Exercise instructions
Produce a verbatim copy of the entries listed below.

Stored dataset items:
PR #1139, opened 2025-09-22
Fix: Decimal printing for DuckDB and Postgres/Redshift

jbrand-dsp:
- Decimals are now printed in a readable format for `bruin query ` cmd output, e.g. `2.99` instead of `{3 2 299}` as it was before for DuckDB or` {299 -2 false finite true}` for Postgres/Redshift
- updated test expectations to fit implementation
- added new unit tests to test implementation

### DIFF
--- a/cmd/helpers.go
+++ b/cmd/helpers.go
@@ -186,7 +186,7 @@ func convertDuckDBDecimal(parts []string) (string, bool) {
 		return "", false
 	}
 
-	scale, err2 := strconv.ParseInt(parts[1], 10, 64)
+	scale, err2 := strconv.ParseInt(parts[1], 10, 0)
 	if err2 != nil {
 		return "", false
 	}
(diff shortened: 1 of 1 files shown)


cmd/helpers.go
```diff
@@ -172,3 +173,122 @@ func printWarningForOutput(output string, message string) {
...
+		return ""
+	}
+
+	// Check if this is a database decimal by looking at the string representation.
+	valStr := fmt.Sprintf("%v", val)
+	if strings.HasPrefix(valStr, "{") && strings.HasSuffix(valStr, "}") {
+		content := strings.Trim(valStr, "{}")
+		parts := strings.Fields(content)
+
+		if len(parts) == 3 && strings.Contains(connType, "duck.Client") {
```
terzioglub, line 258: looks like  the caller checks if the len is 3 and inside the function you make this check again one of them sees extra, same thing for postgres

cmd/helpers.go
```diff
@@ -172,3 +173,122 @@ func printWarningForOutput(output string, message string) {
...
+			if result, ok := convertDuckDBDecimal(parts); ok {
+				return result
+			}
+		}
+		if len(parts) == 5 && (strings.Contains(connType, "postgres.Client") || strings.Contains(connType, "redshift.Client")) {
```
terzioglub, line 263: can we potentially find a different way of detecting the correct type without using string. contains etc , if the underlying name changes  in the feature this will  stop working.  I think there might be some examples of this in the codebase . additionally a switch case pattern might be more go-native here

Written solution
PR #1139, opened 2025-09-22
Fix: Decimal printing for DuckDB and Postgres/Redshift

jbrand-dsp:
- Decimals are now printed in a readable format for `bruin query ` cmd output, e.g. `2.99` instead of `{3 2 299}` as it was before for DuckDB or` {299 -2 false finite true}` for Postgres/Redshift
- updated test expectations to fit implementation
- added new unit tests to test implementation

### DIFF
--- a/cmd/helpers.go
+++ b/cmd/helpers.go
@@ -186,7 +186,7 @@ func convertDuckDBDecimal(parts []string) (string, bool) {
 		return "", false
 	}
 
-	scale, err2 := strconv.ParseInt(parts[1], 10, 64)
+	scale, err2 := strconv.ParseInt(parts[1], 10, 0)
 	if err2 != nil {
 		return "", false
 	}
(diff shortened: 1 of 1 files shown)


cmd/helpers.go
```diff
@@ -172,3 +173,122 @@ func printWarningForOutput(output string, message string) {
...
+		return ""
+	}
+
+	// Check if this is a database decimal by looking at the string representation.
+	valStr := fmt.Sprintf("%v", val)
+	if strings.HasPrefix(valStr, "{") && strings.HasSuffix(valStr, "}") {
+		content := strings.Trim(valStr, "{}")
+		parts := strings.Fields(content)
+
+		if len(parts) == 3 && strings.Contains(connType, "duck.Client") {
```
terzioglub, line 258: looks like  the caller checks if the len is 3 and inside the function you make this check again one of them sees extra, same thing for postgres

cmd/helpers.go
```diff
@@ -172,3 +173,122 @@ func printWarningForOutput(output string, message string) {
...
+			if result, ok := convertDuckDBDecimal(parts); ok {
+				return result
+			}
+		}
+		if len(parts) == 5 && (strings.Contains(connType, "postgres.Client") || strings.Contains(connType, "redshift.Client")) {
```
terzioglub, line 263: can we potentially find a different way of detecting the correct type without using string. contains etc , if the underlying name changes  in the feature this will  stop working.  I think there might be some examples of this in the codebase . additionally a switch case pattern might be more go-native here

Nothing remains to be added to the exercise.